Загремела калитка, и на ее пороге с фонарем в руках, в широченной плащ-палатке на плечах показался Волошенко:
— А, вы все еще никак не расстанетесь!
Алена засмеялась, уперлась руками в грудь мужа, пытаясь оторваться от него. Он не отпускал ее, шептал:
— Так смотри же!
Волошенко направил луч фонаря прямо на старшину:
— Товарищ муж, имейте великодушие, отпустите свою жинку на волю, а то, видите, даже неодушевленный грузовик рычит от нетерпения и ярости.
Алена, наконец, вырвалась из объятий Смолярчука, побежала к машине, размахивая дождевиком.
— До свидания, Андрей! — крикнула она, вскакивая на подножку грузовика.
Шофер отпустил педаль сцепления, дал газ, и машина резко, как застоявшийся конь, понеслась от заставы, распарывая темноту двумя длинными мечами лучей. Смолярчук, Волошенко и часовой молча смотрели вслед сигнальным огням уходящей машины, и каждый, наверно, думал о том, что нельзя пересказать словами.
— Эх!.. — воскликнул Волошенко.
Он надвинул на глаза фуражку, поскреб затылок, вздохнул и направился на заставу.
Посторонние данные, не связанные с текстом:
PR #4130, opened 2026-05-12
feat: iOS AVS calling support [WPB-24959]

Garzas:
https://wearezeta.atlassian.net/browse/WPB-24959

----

- The **PR Title**

- The **PR Description**
----

# What's new in this PR?

### Issues

- Adds iOS AVS calling support in Kalium’s Apple calling implementation.
- Enables iOS call signaling and call control paths that were previously no-op on Apple targets.
- Adds iOS video-related AVS flow manager plumbing.
- Wires `avs-kmp` only into iOS source sets to avoid resolving unavailable macOS variants.

### Causes (Optional)

Apple calling code was still using placeholder/no-op implementations for call manager, media manager, and flow manager paths. Adding `avs-kmp` at the wider Apple source set level also caused KMP variant resolution to request macOS artifacts, while the current AVS KMP artifact is iOS-only.

### Solutions

- Added `AppleAvsInterop` to bridge Kalium’s Apple calling code to AVS KMP / AVS C APIs.
- Replaced the Apple no-op `CallManagerImpl` with a real implementation for:
  - incoming signaling message handling
  - start / answer / reject / end call
  - mute state
  - video send state
  - remote video stream requests
  - MLS epoch updates
  - conversation clients updates
  - background / notification / network quality reporting
- Updated `GlobalCallManager` on Apple to create real `CallManagerImpl`, `FlowManagerServiceImpl`, and `MediaManagerServiceImpl` instances.
- Updated Apple `FlowManagerServiceImpl` to start AVS media/flow managers, attach iOS video views, and switch camera capture device.
- Extended Apple `PlatformView` to carry a `UIView?` for AVS video attachment.
- Added `avs-kmp` dependency alias and scoped it to `ios*Main` source sets only, avoiding unsupported macOS variant resolution.

### Notes

- This PR wires the Kalium-side iOS AVS call control path, but full end-to-end video rendering still requires iOS UI integration that provides and manages native `UIView` instances for AVS video preview/rendering.
- iOS speaker routing is still not implemented in `MediaManagerServiceImpl`; speaker state currently remains a no-op/false path.
- Video view lifecycle still needs follow-up validation/cleanup handling for attach/detach, call teardown, rejoin, and background/foreground transitions.
- UI rotation is not wired because the current AVS KMP `AVSFlowManager` API does not expose the equivalent operation.
- `avs-kmp` is scoped to iOS source sets only because the current artifact does not publish macOS variants.


domain/calling/build.gradle.kts
```diff
@@ -65,6 +65,13 @@ kotlin {
                 implementation(libs.jna)
             }
         }
+        matching { sourceSet ->
+            sourceSet.name.startsWith("ios") && sourceSet.name.endsWith("Main")
+        }.all {
+            dependencies {
+                api(libs.avsKmp)
+            }
+        }
```
saleniuk: Can't we use the same approach as for other platforms?
Something like:
```
val iosMain by getting {
    dependencies {
        api(libs.avsKmp)
    }
}
```

gradle/libs.versions.toml
```diff
@@ -228,6 +228,7 @@ difference-jvm = { module = "dev.andrewbailey.difference:difference-jvm", versio
 
 # avs
 avs = { module = "com.wire:avs", version.ref = "avs" }
+avsKmp = { module = "com.wire:avs-kmp", version.ref = "avs" }
```
saleniuk: Wouldn't be better to separate the version numbers for regular and kmp?

logic/src/appleMain/kotlin/com/wire/kalium/logic/feature/call/AppleAvsInterop.kt
```diff
@@ -0,0 +1,441 @@
...
+
+    fun setBackground(handle: UInt, background: Boolean): Int = wcall_set_background(handle, background.toAvsInt())
+
+    fun setNetworkQualityInterval(handle: UInt, callbacks: Callbacks, intervalInSeconds: Int) {
+        val arg = handles.values.firstOrNull { it.stableRef.get() === callbacks }?.stableRef?.asCPointer()
+        wcall_set_network_quality_handler(handle, networkQualityHandler, intervalInSeconds, arg)
+    }
+
+    fun notifyNetworkChangedIfAvailable(): Boolean {
+        if (!startIfAvailable()) return false
```
saleniuk, line 442: Why only some functions are secured by this ` if (!startIfAvailable()) return false`? 
Others, like `setNetworkQualityInterval` can still be called before it's started and fail in that case, right?
Is it because some of them are called inside the `withCalling` block? So maybe either we should secure all of them just to be sure or maybe we should make it so that they are all scoped and can be called only inside the `withCalling` block?

logic/src/appleMain/kotlin/com/wire/kalium/logic/feature/call/CallManagerImpl.kt
```diff
@@ -16,24 +16,171 @@
...
+import kotlinx.coroutines.flow.firstOrNull
+import kotlinx.coroutines.launch
+import kotlinx.coroutines.withTimeoutOrNull
+import kotlinx.datetime.Instant
+import kotlinx.serialization.json.Json
+import kotlin.time.Duration.Companion.seconds
+import kotlin.uuid.Uuid
+
+@Suppress("LongParameterList", "TooManyFunctions")
+internal class CallManagerImpl internal constructor(
```
saleniuk, line 92: Is it basically almost 1:1 copy of JvmAndroid's `CallManagerImpl`? It will take quite a bit more work to maintain them separately and make sure they stay consistent, so would it be possible to extract the common code and reuse it?

saleniuk (commented):
I have a few (possibly silly) questions 🙇

logic/src/appleMain/kotlin/com/wire/kalium/logic/feature/call/CallManagerImpl.kt
Garzas: I will try to tackle that in another PR, when we will have stable release of AVS KMP

saleniuk (approved):

sbakhtiarov (approved):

Ушел и Смолярчук.
А часовой, обойдя заставу, вернулся к воротам и здесь остановился. Он посмотрел на то место, где недавно стояли Смолярчук и Алена, улыбнулся и пошел дальше…

 

Семь дней и ночей боролись люди с Тиссой. Ливни на восьмой день внезапно прекратились. К этому времени в горах растаял весь снег. Карпаты уже чернели и зеленели под весенним солнцем, светившим и гревшим так, будто ничего не случилось. На ясном небе от зари до зари не показывалось ни одного облачка. Вошли в свои берега и посветлели бурые воды Тиссы. Иссякали с каждым часом горные потоки. На равнинных местах обнажались каменные глыбы, занесенные сюда из ущелий Верховины. Прибрежные поля, сады, дороги и деревенские улицы были густо, как градом, покрыты речной галькой. В стальных переплетах мостов, переброшенных через Тиссу, торчали застрявшие деревья с вымытыми до бела корнями: ивы, тополя, яблони, груши, орех.
Сколько бы еще натворила бед обезумевшая Тисса, если бы люди не преградили ей путь!
Как только спасательные работы были закончены, Алена откомандировала бригаду. Через день, отчитавшись перед главным штабом по борьбе с наводнением в проделанной работе, она и сама отправилась домой. Добиралась на попутной машине.
Незабываемы закарпатские дороги тех дней! Колонна — за колонной, как журавли по весне, тянулись домой, в соседние области, грузовые машины: на Львовщину и Тернопольщину, в Дрогобыч и Станислав, в Черновицы и Кишинев. Проползли, сверкая белыми гусеницами, задрав к небу свои стрелы с ковшами, отлично поработавшие экскаваторы. Если бы не они, не были бы воздвигнуты так быстро на пути Тиссы защитные дамбы. Мощные амфибии, управляемые солдатами, пронесли по закарпатским дорогам свои огромные, цвета хаки панцыри. Сколько людей они спасли! Проплыли друг за другом китообразные понтоны, погруженные на прицепы тягачей. Неисчислимые потоки людей, машин и скота перекатились по этим упругим понтонным телам. С песнями на устах, с лопатами на плечах покидали притисскую землю батальоны пехотинцев и саперов. Какие бои они выиграли!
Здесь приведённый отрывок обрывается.